PROVIDED DATA »
PR #1242, opened 2025-01-19
Vector Fitting: DC point enforcement

Vinc0110:
This PR adds a new feature to the vector fitting functions to enforce the dc point in the solution, if provided in the data.
The enforcement is realized using linear equality constraints ~~in the pole relocation and~~ in the residue fitting routine. 

In the vector fitting book (S. Grivet-Talocia, B. Gustavsen, "Passive Macromodeling", Wiley 2016), this method is described in a very general way. I adopted and simplified it, because most of it does not seem to be required if only the dc point is to be enforced. In general, all sorts of frequency samples could be enforced in the solution.

As always, everything comes at a price. In case of dc point enforcement, we pay with accuracy in the remaining fit. The difference is not huge, but it's there. However, the fit of the dc point is nearly perfect, as desired. In case of the automatic fitting with `auto_fit()` the model order can also be slightly greater.

Currently, I have not added an argument to the fitting functions to turn dc point enforcement on or off. Instead, it's always enforced if the dc point is sampled in the data. I can't think of a use case where someone would not want this, but who knows?. Any other opinions on this?

Here is a comparison with the current code (branch _master_) and the new code using dc point enforcement (branch _vf_dc_) for a large 18-port network (324 frequency responses).

- _master_ using `auto_fit()`: `dc error magnitude < 1e-5`
- _vf_dc_ using `auto_fit()`: `dc error magnitude < 3e-15`

Via_array_impedance_dc-error_master
Via_array_impedance_dc-error_vf_dc

### DIFF
--- a/skrf/tests/test_vectorfitting.py
+++ b/skrf/tests/test_vectorfitting.py
@@ -74,17 +74,18 @@ class VectorFittingTestCase(unittest.TestCase):
         # rough check on fit quality
         self.assertLess(vf.get_rms_error(), 0.2)
 
-        # evaluate model error at the dc point
+        # evaluate model error at the dc point (real part)
+        # the dc point should always be real (it still often has a tiny imaginary part)
         vf_fit = np.empty(nw.nports ** 2, dtype=complex)
-        abs_errors = np.empty(nw.nports ** 2)
+        abs_real_errors = np.empty(nw.nports ** 2)
 
         for i in range(nw.nports):
             for j in range(nw.nports):
                 vf_ij = vf.get_model_response(i, j, nw.f[0])
                 vf_fit[i * nw.nports + j] = vf_ij
-                abs_errors[i * nw.nports + j] = np.abs(vf_ij - nw.s[0, i, j])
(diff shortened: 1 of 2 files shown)


Vinc0110:
Test with `skrf/tests/cst_example_4ports.s4p`
cst_example_4ports_dc-error_master
cst_example_4ports_dc-error_vf_dc

Vinc0110:
Test with skrf/tests/cst_example_6ports.s6p
cst_example_6ports_dc-error_master
cst_example_6ports_dc-error_vf_dc

fnordpole:
Very nice! I like it! I recently read a paper related to that: 

"DC-Preserving Passivity Enforcement for S-Parameter Based Macromodels", Dirk Deschrijver, Tom Dhaene, IEEE TRANSACTIONS ON MICROWAVE THEORY AND TECHNIQUES, VOL. 58, NO. 4, APRIL 2010

Maybe both can be combined so that the passivity enforcement can't negatively affect the now super good DC point.

Vinc0110:
Thanks for mentioning the paper. I will give it a try.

ABOUT THIS TASK » Every record above needs to be restated exactly.

EXERCISE SOLUTION »
PR #1242, opened 2025-01-19
Vector Fitting: DC point enforcement

Vinc0110:
This PR adds a new feature to the vector fitting functions to enforce the dc point in the solution, if provided in the data.
The enforcement is realized using linear equality constraints ~~in the pole relocation and~~ in the residue fitting routine. 

In the vector fitting book (S. Grivet-Talocia, B. Gustavsen, "Passive Macromodeling", Wiley 2016), this method is described in a very general way. I adopted and simplified it, because most of it does not seem to be required if only the dc point is to be enforced. In general, all sorts of frequency samples could be enforced in the solution.

As always, everything comes at a price. In case of dc point enforcement, we pay with accuracy in the remaining fit. The difference is not huge, but it's there. However, the fit of the dc point is nearly perfect, as desired. In case of the automatic fitting with `auto_fit()` the model order can also be slightly greater.

Currently, I have not added an argument to the fitting functions to turn dc point enforcement on or off. Instead, it's always enforced if the dc point is sampled in the data. I can't think of a use case where someone would not want this, but who knows?. Any other opinions on this?

Here is a comparison with the current code (branch _master_) and the new code using dc point enforcement (branch _vf_dc_) for a large 18-port network (324 frequency responses).

- _master_ using `auto_fit()`: `dc error magnitude < 1e-5`
- _vf_dc_ using `auto_fit()`: `dc error magnitude < 3e-15`

Via_array_impedance_dc-error_master
Via_array_impedance_dc-error_vf_dc

### DIFF
--- a/skrf/tests/test_vectorfitting.py
+++ b/skrf/tests/test_vectorfitting.py
@@ -74,17 +74,18 @@ class VectorFittingTestCase(unittest.TestCase):
         # rough check on fit quality
         self.assertLess(vf.get_rms_error(), 0.2)
 
-        # evaluate model error at the dc point
+        # evaluate model error at the dc point (real part)
+        # the dc point should always be real (it still often has a tiny imaginary part)
         vf_fit = np.empty(nw.nports ** 2, dtype=complex)
-        abs_errors = np.empty(nw.nports ** 2)
+        abs_real_errors = np.empty(nw.nports ** 2)
 
         for i in range(nw.nports):
             for j in range(nw.nports):
                 vf_ij = vf.get_model_response(i, j, nw.f[0])
                 vf_fit[i * nw.nports + j] = vf_ij
-                abs_errors[i * nw.nports + j] = np.abs(vf_ij - nw.s[0, i, j])
(diff shortened: 1 of 2 files shown)


Vinc0110:
Test with `skrf/tests/cst_example_4ports.s4p`
cst_example_4ports_dc-error_master
cst_example_4ports_dc-error_vf_dc

Vinc0110:
Test with skrf/tests/cst_example_6ports.s6p
cst_example_6ports_dc-error_master
cst_example_6ports_dc-error_vf_dc

fnordpole:
Very nice! I like it! I recently read a paper related to that: 

"DC-Preserving Passivity Enforcement for S-Parameter Based Macromodels", Dirk Deschrijver, Tom Dhaene, IEEE TRANSACTIONS ON MICROWAVE THEORY AND TECHNIQUES, VOL. 58, NO. 4, APRIL 2010

Maybe both can be combined so that the passivity enforcement can't negatively affect the now super good DC point.

Vinc0110:
Thanks for mentioning the paper. I will give it a try.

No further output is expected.